Lines from the start of the data through the line containing "The task processing" must be given again exactly. Leave the others out.

__________________________________________________

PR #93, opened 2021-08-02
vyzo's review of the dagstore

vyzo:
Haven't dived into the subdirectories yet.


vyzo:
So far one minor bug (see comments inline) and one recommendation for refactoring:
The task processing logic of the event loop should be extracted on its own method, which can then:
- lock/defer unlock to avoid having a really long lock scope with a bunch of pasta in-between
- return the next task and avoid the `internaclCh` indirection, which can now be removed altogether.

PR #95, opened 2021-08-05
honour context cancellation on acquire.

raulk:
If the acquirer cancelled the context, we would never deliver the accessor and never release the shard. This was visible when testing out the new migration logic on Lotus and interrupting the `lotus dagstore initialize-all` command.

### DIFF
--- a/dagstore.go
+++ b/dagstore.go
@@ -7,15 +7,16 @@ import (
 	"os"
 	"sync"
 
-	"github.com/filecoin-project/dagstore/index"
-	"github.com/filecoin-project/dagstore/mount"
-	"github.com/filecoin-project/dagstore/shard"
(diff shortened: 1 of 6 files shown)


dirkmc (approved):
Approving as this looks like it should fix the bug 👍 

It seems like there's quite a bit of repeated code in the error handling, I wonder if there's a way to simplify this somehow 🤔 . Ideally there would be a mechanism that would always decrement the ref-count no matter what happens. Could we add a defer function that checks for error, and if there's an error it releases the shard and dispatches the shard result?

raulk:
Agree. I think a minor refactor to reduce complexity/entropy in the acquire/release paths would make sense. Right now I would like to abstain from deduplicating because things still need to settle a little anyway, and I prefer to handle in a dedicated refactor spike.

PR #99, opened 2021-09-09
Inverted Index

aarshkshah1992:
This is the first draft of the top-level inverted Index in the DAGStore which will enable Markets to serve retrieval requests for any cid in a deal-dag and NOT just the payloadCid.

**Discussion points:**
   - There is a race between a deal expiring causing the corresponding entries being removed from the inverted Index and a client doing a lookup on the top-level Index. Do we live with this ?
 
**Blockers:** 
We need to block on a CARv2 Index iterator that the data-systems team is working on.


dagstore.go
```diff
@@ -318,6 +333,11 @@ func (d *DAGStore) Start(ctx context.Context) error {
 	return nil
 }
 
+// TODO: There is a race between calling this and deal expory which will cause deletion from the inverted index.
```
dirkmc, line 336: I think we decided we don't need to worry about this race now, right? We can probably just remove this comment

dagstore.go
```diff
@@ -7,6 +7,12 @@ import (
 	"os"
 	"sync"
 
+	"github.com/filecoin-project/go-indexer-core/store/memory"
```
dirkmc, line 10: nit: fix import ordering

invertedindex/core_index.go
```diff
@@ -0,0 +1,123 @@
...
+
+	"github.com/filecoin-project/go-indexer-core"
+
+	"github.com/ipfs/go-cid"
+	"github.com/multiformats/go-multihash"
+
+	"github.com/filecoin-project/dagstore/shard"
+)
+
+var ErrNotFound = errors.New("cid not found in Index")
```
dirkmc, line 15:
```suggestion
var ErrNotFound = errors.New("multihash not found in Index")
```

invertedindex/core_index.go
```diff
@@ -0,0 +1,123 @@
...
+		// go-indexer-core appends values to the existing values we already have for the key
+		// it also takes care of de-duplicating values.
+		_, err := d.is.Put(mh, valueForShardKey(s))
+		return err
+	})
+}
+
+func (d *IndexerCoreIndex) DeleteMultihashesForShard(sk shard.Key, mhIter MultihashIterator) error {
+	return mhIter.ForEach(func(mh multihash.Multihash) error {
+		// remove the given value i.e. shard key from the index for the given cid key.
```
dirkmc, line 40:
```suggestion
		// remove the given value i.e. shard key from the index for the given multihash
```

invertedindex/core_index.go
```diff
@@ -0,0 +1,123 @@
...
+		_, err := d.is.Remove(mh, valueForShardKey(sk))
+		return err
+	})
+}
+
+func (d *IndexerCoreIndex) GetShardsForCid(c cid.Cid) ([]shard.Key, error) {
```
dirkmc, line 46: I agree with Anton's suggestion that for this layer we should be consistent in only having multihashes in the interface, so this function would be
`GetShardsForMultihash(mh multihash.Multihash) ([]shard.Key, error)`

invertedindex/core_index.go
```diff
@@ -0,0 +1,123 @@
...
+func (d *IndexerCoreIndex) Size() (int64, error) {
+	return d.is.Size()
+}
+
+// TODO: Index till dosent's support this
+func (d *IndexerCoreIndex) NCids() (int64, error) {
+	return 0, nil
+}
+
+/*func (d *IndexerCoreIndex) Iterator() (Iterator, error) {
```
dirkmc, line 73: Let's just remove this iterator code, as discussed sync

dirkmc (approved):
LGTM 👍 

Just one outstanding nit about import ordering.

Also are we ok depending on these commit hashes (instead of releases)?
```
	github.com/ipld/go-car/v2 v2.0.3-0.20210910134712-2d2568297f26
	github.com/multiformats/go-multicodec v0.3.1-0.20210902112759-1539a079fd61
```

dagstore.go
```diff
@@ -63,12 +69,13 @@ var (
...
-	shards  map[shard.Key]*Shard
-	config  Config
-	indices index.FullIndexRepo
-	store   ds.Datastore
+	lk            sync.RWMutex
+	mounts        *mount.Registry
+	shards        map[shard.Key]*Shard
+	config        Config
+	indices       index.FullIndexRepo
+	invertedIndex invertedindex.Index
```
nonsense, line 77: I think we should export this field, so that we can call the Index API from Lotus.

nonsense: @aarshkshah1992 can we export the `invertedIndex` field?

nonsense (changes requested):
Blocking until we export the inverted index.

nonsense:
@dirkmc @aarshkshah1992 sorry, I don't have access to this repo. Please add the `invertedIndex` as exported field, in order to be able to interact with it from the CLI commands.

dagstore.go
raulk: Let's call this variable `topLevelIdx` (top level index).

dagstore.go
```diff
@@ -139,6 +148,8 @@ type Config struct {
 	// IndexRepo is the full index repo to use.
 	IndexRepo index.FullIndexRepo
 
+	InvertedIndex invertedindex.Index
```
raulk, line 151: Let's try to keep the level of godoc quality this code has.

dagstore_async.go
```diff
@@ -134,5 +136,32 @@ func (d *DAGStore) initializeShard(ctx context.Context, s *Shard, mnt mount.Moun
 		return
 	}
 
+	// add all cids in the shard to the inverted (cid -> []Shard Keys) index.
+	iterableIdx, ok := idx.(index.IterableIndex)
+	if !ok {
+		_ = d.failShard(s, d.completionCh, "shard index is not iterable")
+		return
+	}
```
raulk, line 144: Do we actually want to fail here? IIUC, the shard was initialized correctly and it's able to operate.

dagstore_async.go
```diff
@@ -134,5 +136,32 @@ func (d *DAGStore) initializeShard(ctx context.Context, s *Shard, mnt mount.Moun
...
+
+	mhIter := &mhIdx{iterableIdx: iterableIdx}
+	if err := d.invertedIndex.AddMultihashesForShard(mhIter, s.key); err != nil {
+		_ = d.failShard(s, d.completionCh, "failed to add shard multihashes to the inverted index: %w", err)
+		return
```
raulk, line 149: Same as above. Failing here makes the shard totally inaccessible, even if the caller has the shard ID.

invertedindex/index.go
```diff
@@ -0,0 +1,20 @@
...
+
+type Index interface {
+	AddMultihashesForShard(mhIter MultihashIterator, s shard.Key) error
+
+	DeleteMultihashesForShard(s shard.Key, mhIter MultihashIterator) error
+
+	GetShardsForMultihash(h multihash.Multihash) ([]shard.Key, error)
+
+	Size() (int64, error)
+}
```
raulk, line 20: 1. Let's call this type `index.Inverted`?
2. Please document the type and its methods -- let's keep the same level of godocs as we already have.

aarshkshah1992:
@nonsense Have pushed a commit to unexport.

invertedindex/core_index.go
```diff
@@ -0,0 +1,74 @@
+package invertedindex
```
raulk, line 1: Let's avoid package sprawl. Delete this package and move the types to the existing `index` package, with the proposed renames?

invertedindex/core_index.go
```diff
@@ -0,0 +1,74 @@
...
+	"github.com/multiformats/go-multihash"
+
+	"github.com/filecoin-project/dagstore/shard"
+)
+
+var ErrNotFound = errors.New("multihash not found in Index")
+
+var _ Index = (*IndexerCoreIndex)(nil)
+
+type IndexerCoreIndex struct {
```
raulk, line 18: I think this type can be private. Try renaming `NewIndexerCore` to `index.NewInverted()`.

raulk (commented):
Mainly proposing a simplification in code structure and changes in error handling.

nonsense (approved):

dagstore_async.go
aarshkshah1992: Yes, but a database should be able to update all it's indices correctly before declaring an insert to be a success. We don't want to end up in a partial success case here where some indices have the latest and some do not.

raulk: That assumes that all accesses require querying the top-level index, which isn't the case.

__________________________________________________

▸ THE COMPLETED TASK:
PR #93, opened 2021-08-02
vyzo's review of the dagstore

vyzo:
Haven't dived into the subdirectories yet.


vyzo:
So far one minor bug (see comments inline) and one recommendation for refactoring:
The task processing logic of the event loop should be extracted on its own method, which can then:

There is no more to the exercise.